This Month in the Ecosystem (February 2014)

Categories: Community Hadoop

Welcome to our sixth edition of “This Month in the Ecosystem,” a digest of highlights from February 2014 (never intended to be comprehensive; for completeness, see the excellent Hadoop Weekly).

February being a short month, the list is relatively short — but never confuse quantity with quality!

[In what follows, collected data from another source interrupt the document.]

PR #3531, opened 2019-02-22
Document stock validation of variant overrides

mkllnk:
#### What? Why?

Follow up from https://github.com/openfoodfoundation/openfoodnetwork/pull/3505#pullrequestreview-205530320

Our new stock validation logic can be a bit confusing. I added a table for a better overview to understand the different states.

#### What should we test?

No testing required.

#### Release notes

Added: Added code documentation of stock validation rules

Changelog Category: Added

### DIFF
--- a/app/models/concerns/stock_settings_override_validation.rb
+++ b/app/models/concerns/stock_settings_override_validation.rb
@@ -1,3 +1,21 @@
+# Validates the combination of on_demand and count_on_hand values.
+#
+# `on_demand` can have three values: true, false or nil
+# `count_on_hand` can either be: nil or a number
+#
+# This means that a variant override can be in six different stock states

  • Hadoop 2.3.0 was released — with HDFS caching among the most prominent new features. (The imminent Cloudera Enterprise 5 GA release will be based on 2.3.0.)
  • Apache Spark graduated into a Top Level Project. Congrats to Sparkies everywhere!
  • Native support for Parquet, the open source, general-purpose columnar storage format for Apache Hadoop (co-founded by Cloudera and Twitter), became official in Apache Hive. Parquet is well on its way to becoming an ecosystem standard, with support now available in Impala, Hive, Spark, Apache Pig, Apache Crunch, Cascading, and more to come.
  • The speakers and schedule for ApacheCon 2014 (April 7-9, in Denver) were announced. Clouderans representing the Hadoop ecosystem include Jarek Jarcec Cecho, Abe Elmahrek, Colin McCabe, Sean Mackrory, Mark Miller, Brock Noland, and Hari Shreedharan.
  • Apache HBase 0.98.0 was released. Some nice security sugar in there.

That’s all for this month, folks!

Justin Kestelyn is Cloudera’s developer outreach director.